Is Organic Marketing Dead?

In Q1 2021, paid marketing on Google grew by 20% YoY. B2C and B2B companies spend their marketing dollars on Google, LinkedIn, and Instagram ads partly because organic marketing feels less efficient for driving traffic and engaging the right audience. Yet, organic marketing plays a crucial role in the success of paid and sponsored posts.

Apple recently implemented an opt-in system for cookie tracking. So, Google has warned app publishers that paid SEO may become less effective (due to customers opting out of tailored ads). A recent Forbes article, Organic SEO Is Becoming More Important As Privacy Concerns Grow, notes that,

“Losing access to personalised data and the targeting opportunities it creates could leave many digital advertisers feeling blindsided.”

Organic approaches to marketing give companies greater control over their online presence. So, is organic marketing dead? I don’t think so. We need a slightly different approach to make it work, but organic marketing is alive and well. Here’s why.

Before you start a paid media campaign, it’s essential to consider what your target audience will find about you and your business. Yes, you will show them a press release or a landing page that you’ve paid Google to present to them based on a handful of keywords. But most people will dig deeper to search for more information about you. Your website might get more traffic during a campaign period. Some of the articles will get a good readership, and members of your staff with a visible personal brand will notice their profiles getting extra footfall.
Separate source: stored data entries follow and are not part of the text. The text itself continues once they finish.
PR #656, opened 2019-01-15
Update readme with v14/v15 notes

brilee:
@gitosaurus @sethtroisi @amj  double check for correctness?

### DIFF
--- a/RESULTS.md
+++ b/RESULTS.md
@@ -63,10 +63,10 @@ Q-value](http://computer-go.org/pipermail/computer-go/2017-December/010555.html)
 led to weird ping-ponging behavior inside search, and changed to init to the
 average of the parent.
 
-Around v148, we realized we had the learning rate decay time off by an order of
+Around generation 148, we realized we had the learning rate decay time off by an order of
 magnitude...oops.  We also started experimenting with different values for `c_puct`, but didn't really see a difference for our range of values between 0.8 and 2.0.
 
-Around v165, we changed how many games we tried to play per generation, from
+Around generation 165, we changed how many games we tried to play per generation, from
 12,500 games to 7,000 games, and also increased how many positions each
 generation was trained on, from 1M to 2M.  This was largely due to how we had
 originally read the AGZ paper, where they say they had played 25,000 games with
@@ -74,17 +74,18 @@ the most recent model.  However, with 5M games and 700 checkpoints, that works
 out to about 7,000 games/checkpoint.  As we were doing more of an 'AZ' approach,
 with no evaluation of the new models, we figured this was more accurate.
 
-Around v230, we disabled resignation in 5% of games and checked our
+Around generation 230, we disabled resignation in 5% of games and checked our
 resign-threshold false positive rate.  We'd been pretty accurate, having tuned
 it down to about .9 (i.e., odds of winning at 5%) based on our analysis of true
 negatives.  (i.e., what was the distribution of the closest a player got to
 resigning who ended up winning)
 
-Around v250, we started experimenting with tree reuse to gather data about its
+Around generation 250, we started experimenting with tree reuse to gather data about its
 effect on the Dirchlet noise, and if it was affecting our position diversity.
-We also changed from 'stretching' the probabilities pi by exponentiating to a
-factor of 8 (i.e., temperature 0.125), to making it onehot (infinitesimal
-temperature), to leaving it proportional to visits (unity temperature).
+
+We had also been stretching the probabilities pi by raising to 8th power
+before training on them, as a compromise between training on the one-hot
+vector versus the original MCTS visit distribution.
 
 There's still ambiguity about whether or not a onehot training target for the
 policy net is good or bad, but we're leaning towards leaving pi as the softmax
@@ -96,11 +97,14 @@ the move for play (after the fuseki).
 We put the models on KGS and CGOS as 'somebot' starting around version 160.  The
 harness running these models is very primitive: they are single-threaded python,
 running nodes through the accelerator with a batch-size of ONE... very bad.  The
-CGOS harness only manages to run around 300-500 searches per move.
+CGOS harness only manages to run around 300-500 searches per move (5s/move).
 
 However, with that said, we were able to watch it improve and reach a level
 where it would consistently lose to the top bots (Zen, AQ, Leela 0.11), and
 consistently beat the basic bots, GnuGo, michi, the Aya placeholder bots, etc.
+We found CGOS not particularly useful because of this large gap. Additionally,
+the large population of LeelaZero variants all had similar playstyles, further
+distorting the rating system.
 
 Sometime between v180 and v230, our CGOS results seemed to level off.  The
 ladder weakness meant our performance on CGOS was split: either our opponents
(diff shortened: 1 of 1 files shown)


RESULTS.md
```diff
@@ -570,5 +590,94 @@ examples from the first 400 moves should mostly rid us of those pointless
...
+
+In terms of bottlenecks, our sampler took a big chunk of time to run, but it
+was still shorter than the training time, so it was not technically a bottleneck
+yet. But we were still training on a single TPU (8 cores) rather than a pod
+(128 cores), so if we were to scale to more TPUs for selfplay, and upgrade our
+trainer to use a pod to compensate, then this shuffler would quickly become the
+bottleneck.
+
+For v14, our selfplay workers would instead directly upload each move to BigTable
+as a (position, next_move, winner) tuple. A set of parallel readers would then
```
gitosaurus: The TFExamples stored in the Bigtable row were identical to the TFExamples that were stored in the previous approach. Each TFExample was stored in the Bigtable with a row key based on its game index and move index. Each TFExample contains, I believe, 8 moves of history, just as before.

RESULTS.md
```diff
@@ -570,5 +590,94 @@ examples from the first 400 moves should mostly rid us of those pointless
...
+order to ensure a 10% ratio of resign-disabled games to resign-enabled games, we
+used the BigTable input readers to enforce a 90:10 ratio.
+
+Another benefit of the BigTable integration was that we could directly run a
+query on BigTable to compute the appropriate resign threshold. Previously, this
+had been done by manually inspecting a Stackdriver graph and editing a flagfile
+on GCS. This meant that the latency of resign threshold updates dropped from
+hours to minutes.
+
+Overall, time between checkpoints dropped from 30 minutes to 20 minutes. (With
```
gitosaurus: This was fast enough that the trainer had to be modified to wait on each training iteration until a requisite number of "fresh" games from the inference cluster had been added to move the window forward. This did mean that we could be specific about the ratio of fresh to existing games.

(Note that the probabilistic sampler does sample different TFExamples even when sampling games it has sampled before, as expected.)

RESULTS.md
```diff
@@ -570,5 +590,94 @@ examples from the first 400 moves should mostly rid us of those pointless
...
+v14 was our first model to be able to consistently read ladders. As a result,
+it was actually not clear whether v14 was actually stronger than v12, or whether
+v14 was just bullying v12 around by reading ladders that v12 couldn't read, and
+winning easy rating points. But since we had achieved success against external
+reference points, we concluded that v14/v15 were in fact really stronger than v12.
+
+During v15's run, we realized that our evaluation cluster infrastructure was in
+need of some upgrades, primarily for two reasons:
+
+1. We wanted to include LZ in the mix, so we could cross-evaluate LZ models with
```
amj: i'd say we want to evaluate against models with a different "genealogy"; it's not LZ specific.

RESULTS.md
```diff
@@ -570,5 +590,94 @@ examples from the first 400 moves should mostly rid us of those pointless
...
+our own.
+1. We wanted to be able to run each model with its preferred configuration (init
+to parent for v10/v12, and init to loss for v14/v15.)
```
amj: (..and we can't do this because it's an in-process eval with both sides using the same flags)

RESULTS.md
```diff
@@ -570,5 +590,94 @@ examples from the first 400 moves should mostly rid us of those pointless
...
+
+The run was uneventful and was a bit better than previous runs; it escaped random
+play much more quickly, probably because the improved resign threshold latency
+meant that our training data was appropriately pruned of 'easy' positions.
+So all in all, the rewrite didn't create any new pipeline issues.
+
+Around generation 280, we discovered on LCZero forums that AlphaGoZero had used
+init-to-loss for Q values. We switched to init-to-loss from init-to-parent and
+saw our network gain dramatically in strength. Soon, our top model thoroughly
+exceeded our previous best model, and beat LZ's v157, the last model from before
```
amj: maybe mention the sharpness observation here.

RESULTS.md
```diff
@@ -570,5 +590,94 @@ examples from the first 400 moves should mostly rid us of those pointless
...
+### v15, clean run with init to loss
+
+This run beat v14 pretty early on, producing a model that was stronger than v14's
+best at generation 330. v15 ended up slightly stronger than v14 but was otherwise
+similar.
+
+Qualitatively, we noticed that V14/V15's models were much sharper,
+meaning that they had more concentrated policy network output and the value
+network output would have stronger opinions on whether it was winning or losing.
+Simultaneously, the calibrated resign threshold for init-to-loss ended up at 0.5
```
amj: 0.5-0.7 compared to 0.8-0.95

RESULTS.md
```diff
@@ -570,5 +590,94 @@ examples from the first 400 moves should mostly rid us of those pointless
...
+compared to 0.9 in previous runs. So v14/v15's MCTS was operating in the sweet
```
amj: how do you figure this is the sweet spot?

RESULTS.md
```diff
@@ -570,5 +590,94 @@ examples from the first 400 moves should mostly rid us of those pointless
...
+spot more frequently. (The MCTS algorithm tends to go blind once Q gets close to
```
amj: re: blindness.  With a properly high c_puct (2.5ish), there's a lot more room, even with our sharper value.

RESULTS.md
```diff
@@ -63,28 +63,29 @@ Q-value](http://computer-go.org/pipermail/computer-go/2017-December/010555.html)
 led to weird ping-ponging behavior inside search, and changed to init to the
 average of the parent.
 
-Around v148, we realized we had the learning rate decay time off by an order of
+Around generation 148, we realized we had the learning rate decay time off by an order of
```
sethtroisi: consider s/generation/model/

RESULTS.md
```diff
@@ -570,5 +590,94 @@ examples from the first 400 moves should mostly rid us of those pointless
 examples without dramatically distorting the ratio of opening/middle/endgame
 examples seen by the network.
 
+This run ended up not really having fixed anything. On our cross-evaluation
```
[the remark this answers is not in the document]
brilee: Yeah, but it wasn't that much stronger, so it was very unexpected that such significant gains remained in MCTS by tweaking init-loss. What you're saying is only evident in hindsight.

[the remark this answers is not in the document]
brilee: The fact that we still couldn't read ladders with bs=2 meant that the single-threaded MCTS was still unable to read ladders out of the box.

RESULTS.md
```diff
@@ -570,5 +590,94 @@ examples from the first 400 moves should mostly rid us of those pointless
...
+Previously, we'd write out tiny TFRecords containing ~200
+TFExamples each, and another Python process would rsync the records to one
+machine, read them into memory, and maintain a large moving window of positions
+in memory that would be periodically be spit out as training chunks. This shuffler
+had all sorts of hacks in it - we'd entirely ignore any games with < 30 moves;
+we'd ignore any moves with move number > 400; we'd draw a fixed number (4) of
+moves from each game (which oversampled short games). This hacky fixed-number
+sampling was because exactly 10% of our games were resign-disabled, but those
+resign disabled games were much longer than the other games, meaning that an
+even sampling by move would oversample our resign-disabled games. A fixed-number
```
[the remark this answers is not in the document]
brilee: Hm? I thought we had a 10% enforced split, as measured by moves. I think turning it down from 20% was definitely successful, so sweet spot is somewhere around 10%.

RESULTS.md
```diff
@@ -570,5 +590,94 @@ examples from the first 400 moves should mostly rid us of those pointless
...
+
+Overall, time between checkpoints dropped from 30 minutes to 20 minutes. (With
+one run being 800 checkpoints, this means that we can complete a run in 11 days.)
+We had much more consistent sampling for resign disabled/enabled games and for
+games of varying lengths. We reduced the latency for resign threshold measurements.
+
+The run was uneventful and was a bit better than previous runs; it escaped random
+play much more quickly, probably because the improved resign threshold latency
+meant that our training data was appropriately pruned of 'easy' positions.
+So all in all, the rewrite didn't create any new pipeline issues.
```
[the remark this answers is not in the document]
brilee: what do you mean by aggressive? More timely? Came up with different numbers than our scripts did?

RESULTS.md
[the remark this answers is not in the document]
brilee: Ah, I see what you mean.

RESULTS.md
brilee: we'd previously noticed that MCTS just plays the policy move without reading at all, when it gets close to 0.95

While organic marketing on its own will not help you scale your business, paid ads on their own won’t either.

Buyers are doing more research before approaching a company – even when they see an ad. Research reveals that B2B buyers read 13-15 pieces of content before they reach out to you. Unless you’ve put out at least 13-15 paid ads, most of these pieces of content will need to be organic.

Limited time offers might make them act more quickly, but most people are sceptical and will still want to find out more. These buyers won’t be satisfied with more ads. You will need organic content to come to your rescue. Here’s how.

1. Develop a library of content for your target audience

Start by identifying the questions that your audience wants to be answered. Read reviews and survey results so that you can build a library of critical themes that a market leader in your industry must address to win the day.

Once identified, start creating content. Make videos, write articles, conduct interviews with subject matter experts. The list is endless. Whatever you do, make sure that you start. The feedback you get from your first few pieces of content will tell you what you must create next. You need to take this first step before paying for ads.

2. Publish content consistently over a 3–6-month period

In a 2019 Forbes article, the author highlights that content consistency is one of the most valuable factors in a brand’s success. It helps to build a brand’s trust and credibility while showing that you value your target audience. Most social media platforms reward your consistency – the algorithm favours your consistent posting and gives you more visibility.

When your audience knows that they can depend on your content, you generate more organic traffic and engagement. You give your audience a reason to return. Topping that off with paid ads later helps you reap the many rewards of your consistency.

organic marketing doqaru

3. Engage with other people’s content (without engagement, social media is just media)

Organic marketing thrives on engagement with other brands and people with similar values to your company. Comment on posts that resonate with your mission offer tips and support causes in your local community, for instance.

One tip for engaging with your audience is: Be authentic by sharing your values and vision. Discuss challenges you’ve had along the way and how you overcame them. When other people share their experiences, offer support, and inspire progress.

4. Measure the performance of your content

A recent survey reveals that only 39% of B2B marketers consider themselves good at tracking the return on investment for content. The first step to measuring the performance of your content is setting some goals. It would help if you had goals connected to brand awareness, lead generation and overall engagement with your brand because of the content you share.

Having a good understanding of which content is high performing gives you a head start when it comes to sponsored posts, for instance. You can do in-depth research on why that content did well and put a strategy to replicate the impact with a mix of formatting, key messages, emotional touchpoints and so on.

5. Use your best-performing content in your paid ads and sponsored content

As prospects develop an interest in your product and services, you will start to see which pieces of content resonated the most (remember to measure content performance). Organic interest built from consistency in content marketing is a great way to find out what truly hits home with your prospects.

Content that has already resonated with your audience is an excellent place to start when running paid ads. It is easier to target the right people, and you know that your content is sticky; hence you are more likely to get a reasonable return on your ads investment.

If you’re paying for ads before organic marketing, you are putting the cart before the horse. So, is organic marketing dead? You decide.